Information supplied:
__________
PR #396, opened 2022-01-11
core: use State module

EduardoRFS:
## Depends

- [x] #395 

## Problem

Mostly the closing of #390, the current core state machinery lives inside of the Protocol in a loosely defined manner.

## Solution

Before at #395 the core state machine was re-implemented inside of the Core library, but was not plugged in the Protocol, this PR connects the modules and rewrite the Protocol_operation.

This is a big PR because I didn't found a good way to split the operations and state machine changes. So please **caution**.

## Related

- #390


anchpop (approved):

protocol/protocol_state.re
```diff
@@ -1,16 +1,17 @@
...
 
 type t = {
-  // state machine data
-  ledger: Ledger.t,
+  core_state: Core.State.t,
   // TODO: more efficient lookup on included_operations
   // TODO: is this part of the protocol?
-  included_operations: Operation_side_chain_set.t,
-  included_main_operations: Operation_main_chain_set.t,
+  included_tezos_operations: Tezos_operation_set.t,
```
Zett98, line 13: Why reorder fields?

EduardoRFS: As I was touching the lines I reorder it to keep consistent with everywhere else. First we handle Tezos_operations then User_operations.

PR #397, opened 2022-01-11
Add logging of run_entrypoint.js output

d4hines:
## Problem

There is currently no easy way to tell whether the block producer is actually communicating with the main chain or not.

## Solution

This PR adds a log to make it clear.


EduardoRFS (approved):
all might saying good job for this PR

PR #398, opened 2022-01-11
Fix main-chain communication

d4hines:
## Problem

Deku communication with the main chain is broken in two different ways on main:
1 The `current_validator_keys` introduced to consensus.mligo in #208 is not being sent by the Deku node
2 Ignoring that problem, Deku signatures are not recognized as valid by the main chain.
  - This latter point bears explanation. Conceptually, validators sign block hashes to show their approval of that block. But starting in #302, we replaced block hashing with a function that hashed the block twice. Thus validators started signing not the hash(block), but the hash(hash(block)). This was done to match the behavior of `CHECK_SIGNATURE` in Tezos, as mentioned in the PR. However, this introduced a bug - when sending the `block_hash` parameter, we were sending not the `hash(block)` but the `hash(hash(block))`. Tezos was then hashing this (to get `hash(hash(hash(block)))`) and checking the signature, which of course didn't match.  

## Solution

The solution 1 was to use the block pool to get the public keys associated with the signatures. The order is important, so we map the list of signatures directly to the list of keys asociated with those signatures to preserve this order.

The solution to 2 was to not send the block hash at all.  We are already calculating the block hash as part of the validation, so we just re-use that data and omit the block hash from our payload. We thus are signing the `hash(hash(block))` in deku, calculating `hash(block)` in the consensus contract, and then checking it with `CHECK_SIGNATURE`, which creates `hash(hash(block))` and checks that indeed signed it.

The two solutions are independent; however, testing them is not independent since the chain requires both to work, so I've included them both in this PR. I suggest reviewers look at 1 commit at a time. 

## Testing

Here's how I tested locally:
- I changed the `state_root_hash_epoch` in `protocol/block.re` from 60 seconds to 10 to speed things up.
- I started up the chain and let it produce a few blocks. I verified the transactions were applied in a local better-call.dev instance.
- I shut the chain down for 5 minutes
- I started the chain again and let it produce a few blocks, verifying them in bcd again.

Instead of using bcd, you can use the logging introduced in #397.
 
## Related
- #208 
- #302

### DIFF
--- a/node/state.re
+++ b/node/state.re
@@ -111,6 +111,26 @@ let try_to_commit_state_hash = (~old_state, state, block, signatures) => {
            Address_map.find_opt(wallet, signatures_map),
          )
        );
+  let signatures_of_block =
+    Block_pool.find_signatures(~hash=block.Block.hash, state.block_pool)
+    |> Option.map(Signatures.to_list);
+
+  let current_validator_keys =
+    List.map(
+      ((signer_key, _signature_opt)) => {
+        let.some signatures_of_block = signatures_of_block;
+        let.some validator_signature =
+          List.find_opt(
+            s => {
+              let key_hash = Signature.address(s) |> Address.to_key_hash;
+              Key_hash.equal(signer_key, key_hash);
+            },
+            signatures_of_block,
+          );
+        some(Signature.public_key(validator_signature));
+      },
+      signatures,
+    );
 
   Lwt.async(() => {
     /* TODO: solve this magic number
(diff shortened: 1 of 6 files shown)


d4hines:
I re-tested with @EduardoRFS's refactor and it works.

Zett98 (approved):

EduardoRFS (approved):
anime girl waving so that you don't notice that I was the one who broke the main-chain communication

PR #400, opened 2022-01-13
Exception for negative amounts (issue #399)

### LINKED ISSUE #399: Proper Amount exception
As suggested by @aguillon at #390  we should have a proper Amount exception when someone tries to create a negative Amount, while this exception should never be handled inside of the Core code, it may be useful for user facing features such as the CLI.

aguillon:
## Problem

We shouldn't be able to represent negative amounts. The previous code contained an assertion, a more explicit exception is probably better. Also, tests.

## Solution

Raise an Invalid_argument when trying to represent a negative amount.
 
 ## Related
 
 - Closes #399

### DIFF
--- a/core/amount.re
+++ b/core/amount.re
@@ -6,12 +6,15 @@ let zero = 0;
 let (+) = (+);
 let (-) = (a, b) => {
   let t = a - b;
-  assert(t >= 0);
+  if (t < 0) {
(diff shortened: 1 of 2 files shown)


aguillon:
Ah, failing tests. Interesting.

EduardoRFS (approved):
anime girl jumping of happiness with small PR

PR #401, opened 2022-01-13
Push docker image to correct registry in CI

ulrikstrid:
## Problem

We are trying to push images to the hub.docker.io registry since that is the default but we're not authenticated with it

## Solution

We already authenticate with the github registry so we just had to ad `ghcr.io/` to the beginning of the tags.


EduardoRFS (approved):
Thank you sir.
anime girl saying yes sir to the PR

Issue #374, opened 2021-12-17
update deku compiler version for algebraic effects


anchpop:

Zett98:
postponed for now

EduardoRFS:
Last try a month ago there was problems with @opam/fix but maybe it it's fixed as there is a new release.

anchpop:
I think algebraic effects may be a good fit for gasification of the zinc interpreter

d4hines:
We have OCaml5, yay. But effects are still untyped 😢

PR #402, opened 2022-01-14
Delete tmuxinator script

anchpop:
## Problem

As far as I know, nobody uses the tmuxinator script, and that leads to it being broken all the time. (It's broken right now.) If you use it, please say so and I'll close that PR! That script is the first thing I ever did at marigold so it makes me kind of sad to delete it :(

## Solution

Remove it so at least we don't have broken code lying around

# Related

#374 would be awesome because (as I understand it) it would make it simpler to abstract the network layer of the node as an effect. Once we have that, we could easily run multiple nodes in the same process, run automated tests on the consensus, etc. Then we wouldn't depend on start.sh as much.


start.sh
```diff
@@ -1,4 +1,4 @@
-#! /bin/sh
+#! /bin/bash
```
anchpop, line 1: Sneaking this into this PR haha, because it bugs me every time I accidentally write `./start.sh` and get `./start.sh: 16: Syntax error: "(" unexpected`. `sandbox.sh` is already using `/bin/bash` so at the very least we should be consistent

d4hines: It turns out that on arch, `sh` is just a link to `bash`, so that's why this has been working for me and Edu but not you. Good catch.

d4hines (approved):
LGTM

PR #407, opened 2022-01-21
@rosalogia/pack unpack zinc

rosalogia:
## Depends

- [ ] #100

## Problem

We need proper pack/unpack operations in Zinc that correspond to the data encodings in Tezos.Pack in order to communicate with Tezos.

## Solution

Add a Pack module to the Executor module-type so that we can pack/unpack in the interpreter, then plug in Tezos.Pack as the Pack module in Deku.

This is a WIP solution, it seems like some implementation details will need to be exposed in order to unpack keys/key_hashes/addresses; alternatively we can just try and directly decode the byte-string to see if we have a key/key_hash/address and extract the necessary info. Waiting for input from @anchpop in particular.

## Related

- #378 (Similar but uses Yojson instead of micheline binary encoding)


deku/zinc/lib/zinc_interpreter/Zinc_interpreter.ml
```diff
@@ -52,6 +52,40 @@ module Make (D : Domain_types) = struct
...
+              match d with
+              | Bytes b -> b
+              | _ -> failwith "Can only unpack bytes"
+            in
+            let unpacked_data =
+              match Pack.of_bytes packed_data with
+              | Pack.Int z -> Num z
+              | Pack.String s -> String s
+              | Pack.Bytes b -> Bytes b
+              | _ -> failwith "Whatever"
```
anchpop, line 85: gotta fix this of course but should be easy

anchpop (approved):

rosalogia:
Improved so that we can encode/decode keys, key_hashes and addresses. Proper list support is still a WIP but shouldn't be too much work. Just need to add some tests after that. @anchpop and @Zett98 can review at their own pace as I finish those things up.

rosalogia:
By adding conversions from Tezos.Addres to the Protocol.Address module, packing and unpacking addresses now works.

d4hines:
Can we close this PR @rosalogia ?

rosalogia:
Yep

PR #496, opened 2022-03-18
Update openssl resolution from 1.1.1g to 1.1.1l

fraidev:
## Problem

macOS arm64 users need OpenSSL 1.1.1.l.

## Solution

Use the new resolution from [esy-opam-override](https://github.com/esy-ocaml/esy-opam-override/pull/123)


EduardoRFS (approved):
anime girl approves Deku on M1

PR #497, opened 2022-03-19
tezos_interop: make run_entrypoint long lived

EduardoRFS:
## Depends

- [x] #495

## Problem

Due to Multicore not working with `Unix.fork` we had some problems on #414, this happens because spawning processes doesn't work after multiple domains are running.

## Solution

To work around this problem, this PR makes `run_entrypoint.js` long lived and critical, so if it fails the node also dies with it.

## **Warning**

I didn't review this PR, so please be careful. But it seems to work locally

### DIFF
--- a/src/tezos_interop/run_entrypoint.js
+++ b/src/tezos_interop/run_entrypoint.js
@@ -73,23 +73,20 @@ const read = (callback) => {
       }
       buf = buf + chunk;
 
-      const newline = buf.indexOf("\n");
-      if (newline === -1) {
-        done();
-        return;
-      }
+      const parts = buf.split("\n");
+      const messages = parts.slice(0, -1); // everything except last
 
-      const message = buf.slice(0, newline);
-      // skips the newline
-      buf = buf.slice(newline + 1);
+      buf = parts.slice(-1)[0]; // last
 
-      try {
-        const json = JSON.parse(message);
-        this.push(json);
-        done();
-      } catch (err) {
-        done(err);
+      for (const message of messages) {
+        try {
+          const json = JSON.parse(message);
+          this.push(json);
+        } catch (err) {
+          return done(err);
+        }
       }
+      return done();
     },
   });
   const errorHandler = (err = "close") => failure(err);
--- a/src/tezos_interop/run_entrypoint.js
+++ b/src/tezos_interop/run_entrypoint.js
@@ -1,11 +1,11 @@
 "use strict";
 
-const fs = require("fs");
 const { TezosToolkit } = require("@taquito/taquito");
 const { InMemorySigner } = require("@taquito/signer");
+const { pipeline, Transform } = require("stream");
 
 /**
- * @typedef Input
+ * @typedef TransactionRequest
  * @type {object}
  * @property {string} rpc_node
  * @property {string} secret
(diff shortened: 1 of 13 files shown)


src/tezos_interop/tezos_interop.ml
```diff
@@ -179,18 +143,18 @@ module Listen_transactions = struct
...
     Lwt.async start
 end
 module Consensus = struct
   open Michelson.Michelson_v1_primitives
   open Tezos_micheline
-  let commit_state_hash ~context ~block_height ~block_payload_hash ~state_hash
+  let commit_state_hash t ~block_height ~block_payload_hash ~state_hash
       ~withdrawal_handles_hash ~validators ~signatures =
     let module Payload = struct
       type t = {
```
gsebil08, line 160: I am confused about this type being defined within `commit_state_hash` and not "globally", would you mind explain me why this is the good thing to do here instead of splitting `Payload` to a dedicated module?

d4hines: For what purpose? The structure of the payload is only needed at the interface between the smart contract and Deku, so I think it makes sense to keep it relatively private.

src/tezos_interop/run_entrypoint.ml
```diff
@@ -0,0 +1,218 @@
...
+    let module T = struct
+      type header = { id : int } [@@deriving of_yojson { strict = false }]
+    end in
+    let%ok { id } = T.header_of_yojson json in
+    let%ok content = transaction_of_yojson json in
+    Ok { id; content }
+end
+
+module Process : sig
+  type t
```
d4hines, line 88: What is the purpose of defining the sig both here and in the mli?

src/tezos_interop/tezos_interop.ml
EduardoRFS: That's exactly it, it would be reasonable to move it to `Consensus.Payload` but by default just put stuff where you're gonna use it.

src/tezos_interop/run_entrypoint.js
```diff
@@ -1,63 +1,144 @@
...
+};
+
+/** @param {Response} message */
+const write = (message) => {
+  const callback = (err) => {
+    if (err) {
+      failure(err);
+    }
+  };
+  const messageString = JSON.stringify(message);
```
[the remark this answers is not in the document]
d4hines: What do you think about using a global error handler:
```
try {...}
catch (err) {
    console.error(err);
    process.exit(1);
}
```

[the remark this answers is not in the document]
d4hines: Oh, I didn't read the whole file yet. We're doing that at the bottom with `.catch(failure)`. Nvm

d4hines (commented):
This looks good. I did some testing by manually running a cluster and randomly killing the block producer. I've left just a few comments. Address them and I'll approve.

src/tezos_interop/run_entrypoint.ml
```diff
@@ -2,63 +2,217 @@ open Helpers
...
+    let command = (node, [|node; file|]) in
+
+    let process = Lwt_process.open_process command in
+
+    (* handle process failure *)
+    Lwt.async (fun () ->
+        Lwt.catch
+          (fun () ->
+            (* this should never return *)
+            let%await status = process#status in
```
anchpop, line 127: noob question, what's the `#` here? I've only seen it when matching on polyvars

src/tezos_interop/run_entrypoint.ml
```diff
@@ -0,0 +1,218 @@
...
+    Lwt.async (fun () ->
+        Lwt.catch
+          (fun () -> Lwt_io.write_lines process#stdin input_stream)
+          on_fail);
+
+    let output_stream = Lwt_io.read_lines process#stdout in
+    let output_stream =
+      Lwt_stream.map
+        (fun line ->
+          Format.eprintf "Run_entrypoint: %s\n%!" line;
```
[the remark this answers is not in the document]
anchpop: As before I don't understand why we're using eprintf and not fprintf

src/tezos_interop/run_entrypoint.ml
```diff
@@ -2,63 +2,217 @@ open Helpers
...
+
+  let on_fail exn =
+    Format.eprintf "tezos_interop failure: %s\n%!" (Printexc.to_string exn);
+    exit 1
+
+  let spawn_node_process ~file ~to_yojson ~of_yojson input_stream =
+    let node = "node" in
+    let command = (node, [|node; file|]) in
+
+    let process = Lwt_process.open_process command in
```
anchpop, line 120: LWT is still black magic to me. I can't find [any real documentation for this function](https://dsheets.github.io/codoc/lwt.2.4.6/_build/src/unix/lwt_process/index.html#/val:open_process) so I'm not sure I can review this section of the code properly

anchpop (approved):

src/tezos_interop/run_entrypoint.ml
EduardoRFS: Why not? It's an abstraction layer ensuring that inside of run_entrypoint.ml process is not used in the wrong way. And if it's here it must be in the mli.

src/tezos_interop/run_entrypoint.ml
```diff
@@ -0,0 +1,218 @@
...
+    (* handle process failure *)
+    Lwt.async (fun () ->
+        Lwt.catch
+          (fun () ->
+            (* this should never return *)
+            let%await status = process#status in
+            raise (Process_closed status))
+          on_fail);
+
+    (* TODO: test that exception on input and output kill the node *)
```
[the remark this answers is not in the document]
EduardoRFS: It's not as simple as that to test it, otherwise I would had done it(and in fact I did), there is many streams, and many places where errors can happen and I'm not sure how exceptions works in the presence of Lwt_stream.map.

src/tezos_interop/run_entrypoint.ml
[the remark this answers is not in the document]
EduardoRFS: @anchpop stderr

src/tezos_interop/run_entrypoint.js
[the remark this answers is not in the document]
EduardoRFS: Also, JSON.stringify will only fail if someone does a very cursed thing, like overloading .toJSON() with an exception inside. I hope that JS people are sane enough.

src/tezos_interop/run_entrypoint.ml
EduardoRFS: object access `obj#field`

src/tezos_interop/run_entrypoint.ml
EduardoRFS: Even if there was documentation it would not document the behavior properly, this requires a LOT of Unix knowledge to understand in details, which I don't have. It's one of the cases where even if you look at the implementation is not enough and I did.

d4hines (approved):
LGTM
__________
What to produce:
What is needed is a single figure, the number of lines in the entries above that contain "default".

Response area:
2